# Risk Adjustment Coders



## michellekali (May 23, 2015)

I am currently working as a coder, specifically with Risk Adjustment. Has anyone taken the CRC certification, and what was your feed back from the exam, or on line course.


----------



## jlm (May 26, 2015)

*Risk Adjustment course and exam*

I can personally speak to the course which was very helpful and gave many working examples.  It was created by Brian Boyce, who I have seen present on the subject a few times and listened to his AAPC webinars.  He has a vast background and hands on experience with Risk Adjustment coding.

I am planning on taking the CRC exam this year and spoke with one individual who took and passed the exam.  From their perspective the content of the exam follows the content of the AAPC risk adjustment course.

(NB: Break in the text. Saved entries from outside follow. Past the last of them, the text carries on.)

PR #10369, opened 2019-06-24
Ensure user store uses lowercased username for document id.

hpidcock:
## Description of change

Not all user store operations correctly formatted the mongo document id.
This fixes the behaviour in all affected user state functions and add tests to ensure this behaviour works.

Previously `juju register` with a secret token failed because the update password didn't behave correctly when a username contained uppercase.

## QA steps

Adding a user and registering that user should succeed when the username contains uppercase.
```
juju bootstrap localhost
juju add-user TestName
XDG_DATA_HOME=`mktemp -d` juju register <secret token from add-user>`
```

## Documentation changes

N/A

## Bug reference

[https://bugs.launchpad.net/juju/+bug/1833449](https://bugs.launchpad.net/juju/+bug/1833449)

### DIFF
--- a/state/user.go
+++ b/state/user.go
@@ -37,12 +37,14 @@ func userIDFromGlobalKey(key string) string {
 }
 
 func (st *State) checkUserExists(name string) (bool, error) {
+	lowercaseName := strings.ToLower(name)
+
 	users, closer := st.db().GetCollection(usersC)
 	defer closer()
 
 	var count int
 	var err error
-	if count, err = users.FindId(name).Count(); err != nil {
+	if count, err = users.FindId(lowercaseName).Count(); err != nil {
 		return false, err
 	}
 	return count > 0, nil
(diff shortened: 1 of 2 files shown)


hpidcock:
[juju register fails with usernames that contain uppercase letters](https://trello.com/c/NqBxdEsJ/824-juju-register-fails-with-usernames-that-contain-uppercase-letters)

state/user.go
```diff
@@ -37,12 +37,14 @@ func userIDFromGlobalKey(key string) string {
 }
 
 func (st *State) checkUserExists(name string) (bool, error) {
+	nameToLower := strings.ToLower(name)
```
timClicks: Personal preference.. but I don't like variables that sound like they're about actions in the future, when they're about the past. imo we're representing a `nameLowerCase` rather than a `nameToLower`.

hpidcock: Yeah agreed, there was already code see addUser which named it this way. So I was going for consistency. I don't mind changing them all.

hpidcock:
> General question only - do we know if our documentation specifies that user names are case insensitive?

Hope this helps - Good Luck!


----------



## spharrel (May 27, 2015)

MICHELLEKALI, which company are you working for if I may ask


----------



## kohinoor23 (May 27, 2015)

*Risk Adjustment*

Hi I would like to learn Risk Adjustment Coding, i would like to take the online courses & then take the CRC exam. I am a  COC,CPC. 

Any suggestions ? 

Thanks,


----------



## CMORSE (Jun 3, 2015)

I'm doing the on line class through the AAPC and have really enjoyed it.  I have one more module to do!


----------



## cherene (Jun 6, 2015)

*CRC Exam*

I am scheduled to take the exam June 13! Just a week away...


----------



## dcraven (Jul 14, 2015)

*CRC Exam*

Has anyone taken the exam for the CRC certification.  Is it all coding questions or are there questions regarding the different models?


----------



## dpalmermcb13 (Jul 22, 2015)

I am interested in taking the CRC exam. With ICD 10 so close should I wait until after ICD 10 is in place? or will the exam still be offered under ICD 9 in 2016??


----------



## andrewsdiane@comcast.net (Mar 28, 2017)

*crc study guides*

Hi

I am thinking of taking the crc exam but I would like to buy a recent study guide so I can go through it and see if I am really interested in it. Does anyone have a study guide they would like to sell. if so let me know what year it is, the condition and price. Thanks


----------